Recorded data:
________________________________________

PR #4216, opened 2026-02-04
[Draft] Ponv6 wireserver fix

NihaNallappagari:
**Reason for Change**:

**Issue Fixed**:

**Requirements**:

- [ ] includes documentation
- [ ] adds unit tests

**Notes**:

### DIFF
--- a/cns/restserver/internalapi_linux.go
+++ b/cns/restserver/internalapi_linux.go
@@ -14,6 +14,7 @@ import (
 	goiptables "github.com/coreos/go-iptables/iptables"
 	"github.com/pkg/errors"
 	vishnetlink "github.com/vishvananda/netlink"
+	"golang.org/x/sys/unix"
 )
 
 const SWIFTPOSTROUTING = "SWIFT-POSTROUTING"
@@ -24,9 +25,6 @@ const WireserverIP = "168.63.129.16"
 // WireserverRulePriority is the priority for the ip rule that routes wireserver traffic via main table.
 // This ensures wireserver traffic goes through eth0 (infra NIC) even when other rules are added.
 const WireserverRulePriority = 0
-
-// MainRouteTable is the main routing table number (equivalent to unix.RT_TABLE_MAIN).
-const MainRouteTable = 254
 
 type IPtablesProvider struct{}
 
@@ -220,7 +218,7 @@ func (n *NetlinkIPRuleClient) RuleAdd(rule *IPRule) error {
 func (service *HTTPRestService) AddNodeIPRule() error {
 	// For delegated NIC scenarios, pod traffic goes through eth1. This rule ensures that traffic to
 	// the wireserver IP goes through the correct interface via the main routing table
-	return service.addIPRule(WireserverIP, MainRouteTable, WireserverRulePriority)
+	return service.addIPRule(WireserverIP, unix.RT_TABLE_MAIN, WireserverRulePriority)
 }
 
 // addIPRule programs an ip rule to route traffic for the given destination IP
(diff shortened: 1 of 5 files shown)


cns/restserver/restserver.go
```diff
@@ -76,12 +76,27 @@ type iptablesGetter interface {
...
 
+// IPRuleClient is an interface for netlink ip rule operations.
+// This is used to program ip rules for routing traffic to specific destinations.
+type IPRuleClient interface {
+	RuleList(family int) ([]IPRule, error)
+	RuleAdd(rule *IPRule) error
+}
+
+// IPRule represents an ip routing rule.
+type IPRule struct {
```
kadevu, line 87: Can you use vishnetlink.NewRule instead of creating a new struct

cns/restserver/internalapi_linux.go
```diff
@@ -177,6 +186,85 @@ func (service *HTTPRestService) programSNATRules(req *cns.CreateNetworkContainer
...
+			Table:    r.Table,
+			Priority: r.Priority,
+		}
+	}
+	return result, nil
+}
+
+// RuleAdd adds an ip rule.
+func (n *NetlinkIPRuleClient) RuleAdd(rule *IPRule) error {
+	nlRule := vishnetlink.NewRule()
```
kadevu, line 211: why do you have to create an IPRule struct and then copy into vishnetlink.NewRule? Can you directly use vishnetlink.NewRule?

NihaNallappagari: vishnetlink is a Linux-only package - it won't compile on Windows. The codebase needs to support both platforms.  Implemented using vishnetlink on linux and no op on windows. If the interface used vishnetlink.Rule directly, the Windows build would fail because it can't import the package. I created these to mock and add tests

cns/service/main.go
```diff
@@ -1315,9 +1315,13 @@ type ipamStateReconciler interface {
 	ReconcileIPAMStateForSwift(ncRequests []*cns.CreateNetworkContainerRequest, podInfoByIP map[string]cns.PodInfo, nnc *v1alpha.NodeNetworkConfig) cnstypes.ResponseCode
 }
 
+type nodeRuleProgrammer interface {
+	AddNodeIPRule() error
```
kadevu, line 1319: Rename it to AddRule

cns/service/main.go
```diff
@@ -1374,6 +1378,14 @@ func reconcileInitialCNSState(ctx context.Context, cli nodeNetworkConfigGetter,
 		return errors.Wrap(err, "failed to reconcile CNS IPAM state")
 	}
 
+	// Program node-level ip rules to ensure critical traffic is routed correctly.
+	if nodeProg != nil {
+		if err := nodeProg.AddNodeIPRule(); err != nil {
```
kadevu, line 1383: I think this is not the right place to add the rule. I think the 2 options are to add it around the programSNATRules or add it around the place in main.go where there are couple of things happening for SwiftV2.

if cnsconfig.EnableSwiftV2 {
            // No-op for linux, mapping is set for windows in aks swiftv2 scenario
            logger.Printf("Fetching backend nics for the node")
            }
 
            // No-op for linux, setting primary macaddress if VF is enabled on the nics for aks swiftv2 windows
            logger.Printf("Setting VF for accelnet nics if feature is enabled (only on windows VM & swiftV2 scenario)")
            if err = httpRemoteRestService.SetVFForAccelnetNICs(); err != nil {
                logger.Errorf("Failed to set VF for accelnet NICs: %v", err)
            }
        }

kadevu: @miguelgoms thoughts?

miguelgoms: I think this is different: cns.EnableSwiftv2 was added for multitenancy first and is enabling the mtpnc reconcilers and the swiftv2middleware which you are not using today. adding this node-level-route on the same if-statement feels mixes the two scenarios and i think it'll be more confusing.

miguelgoms: for that matter - if we're keeping the nodeRuleProgrammer, I'd think the choice of whether this is nil or applicable is made before calling this method.

PR #4217, opened 2026-02-05
fix: remove linux-headers-generic as it was causing pkg not found errors

QxBytes:
**Reason for Change**:

linux-headers-generic recently bumped to -100 (previously -94) and now the package can't be found: https://dev.azure.com/msazure/One/_build/results?buildId=151906478&view=results . This removes those packages so the acn official/nonofficial build pipeline can be unblocked.

Azure iptables monitor and ipv6 build without it being installed:
azure iptables monitor: https://dev.azure.com/msazure/One/CCE%20Apps/_build/results?buildId=151929965&view=logs&j=d3a3756c-a55d-5820-67ec-8fc39ccdb431&t=94931ea8-4cd5-5621-2a4c-70bae38b9e5a&l=710
ipv6 bpf prog: https://dev.azure.com/msazure/One/CCE%20Apps/_build/results?buildId=151937724&view=logs&j=4e720d8a-b7a6-5390-d2aa-2d74f6cff204&t=b8b50c28-2f32-558b-9982-d0c444ebf20b&l=71

**Issue Fixed**:

See above

**Requirements**:

- [ ] includes documentation
- [ ] adds unit tests

**Notes**:
ACN Unofficial: https://dev.azure.com/msazure/One/_build/results?buildId=151952637&view=results

### DIFF
--- a/Makefile
+++ b/Makefile
@@ -195,10 +195,10 @@ ipv6-hp-bpf-binary: bpf-lib
 # Libraries for bpf
 bpf-lib:
 ifeq ($(GOARCH),amd64)
-	sudo apt-get update && sudo apt-get install -y llvm clang linux-libc-dev linux-headers-generic libbpf-dev libc6-dev nftables iproute2 gcc-multilib
+	sudo apt-get update && sudo apt-get install -y llvm clang linux-libc-dev libbpf-dev libc6-dev nftables iproute2 gcc-multilib
 	for dir in /usr/include/x86_64-linux-gnu/*; do sudo ln -sfn "$$dir" /usr/include/$$(basename "$$dir"); done
 else ifeq ($(GOARCH),arm64)
-	sudo apt-get update && sudo apt-get install -y llvm clang linux-libc-dev linux-headers-generic libbpf-dev libc6-dev nftables iproute2 gcc-aarch64-linux-gnu
+	sudo apt-get update && sudo apt-get install -y llvm clang linux-libc-dev libbpf-dev libc6-dev nftables iproute2 gcc-aarch64-linux-gnu
 	for dir in /usr/include/aarch64-linux-gnu/*; do sudo ln -sfn "$$dir" /usr/include/$$(basename "$$dir"); done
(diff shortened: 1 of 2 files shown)


.pipelines/build/scripts/ipv6-hp-bpf.sh
```diff
@@ -46,7 +46,7 @@ mkdir -p "$OUT_DIR"/lib
 # Package up Needed C Files
 if [[ -f /etc/debian_version ]];then
   apt-get update -y
-  apt-get install -y --no-install-recommends llvm clang linux-libc-dev linux-headers-generic libbpf-dev libc6-dev nftables iproute2
+  apt-get install -y --no-install-recommends llvm clang linux-libc-dev libbpf-dev libc6-dev nftables iproute2
```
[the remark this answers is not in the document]
QxBytes: binary.steps.yaml is called by binaries.jobs.yaml which doesn't seem to be used

.pipelines/build/scripts/azure-iptables-monitor.sh
```diff
@@ -24,7 +24,7 @@ echo "Building azure-block-iptables binary..."
 if [[ -f /etc/debian_version ]]; then
 
   apt-get update -y
-  apt-get install -y --no-install-recommends llvm clang linux-libc-dev linux-headers-generic libbpf-dev libc6-dev nftables iproute2
+  apt-get install -y --no-install-recommends llvm clang linux-libc-dev libbpf-dev libc6-dev nftables iproute2
```
jpayne3506, line 27: If I had to guess, without spending extra time. It was potentially never needed as the header files you require would be in `linux-libc-dev libbpf-dev libc6-dev`. If you have extra cycles you could confirm through using dive and splitting up the respective apt install commands in the matching dockerfile build.

QxBytes: some headers are still added by that layer but the pipeline seems to build and run the images just fine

________________________________________

- _WORK ITEM_: Go through the records from the first line and copy each one exactly, ending after the line that contains "-14,6 +14,7 @@". Give nothing else.

- _WRITTEN ANSWER_:
PR #4216, opened 2026-02-04
[Draft] Ponv6 wireserver fix

NihaNallappagari:
**Reason for Change**:

**Issue Fixed**:

**Requirements**:

- [ ] includes documentation
- [ ] adds unit tests

**Notes**:

### DIFF
--- a/cns/restserver/internalapi_linux.go
+++ b/cns/restserver/internalapi_linux.go
@@ -14,6 +14,7 @@ import (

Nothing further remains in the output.